Records drawn from a dataset
########################################
PR #486, opened 2021-06-24
WIP: deprecate imp module

Shougo:
Since there are no reasonable alternatives to imp in python2.7,
I figured it'd be the easiest to try importing python3 modules and if
that fails, fall back to the previous method. However this will remove
that annoying DeprecationWarning for everyone using python3.

### DIFF
--- a/pynvim/compat.py
+++ b/pynvim/compat.py
@@ -2,37 +2,17 @@
 
 import sys
 import warnings
-from imp import find_module as original_find_module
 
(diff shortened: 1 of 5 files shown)


Shougo:
Can you test it?

Shougo:
No response...

justinmk:
Rebased in https://github.com/neovim/pynvim/pull/527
########################################
- Exercise brief
Reproduce the data above exactly, leaving nothing out.

- Your solution
PR #486, opened 2021-06-24
WIP: deprecate imp module

Shougo:
Since there are no reasonable alternatives to imp in python2.7,
I figured it'd be the easiest to try importing python3 modules and if
that fails, fall back to the previous method. However this will remove
that annoying DeprecationWarning for everyone using python3.

### DIFF
--- a/pynvim/compat.py
+++ b/pynvim/compat.py
@@ -2,37 +2,17 @@
 
 import sys
 import warnings
-from imp import find_module as original_find_module
 
(diff shortened: 1 of 5 files shown)


Shougo:
Can you test it?

Shougo:
No response...

justinmk:
Rebased in https://github.com/neovim/pynvim/pull/527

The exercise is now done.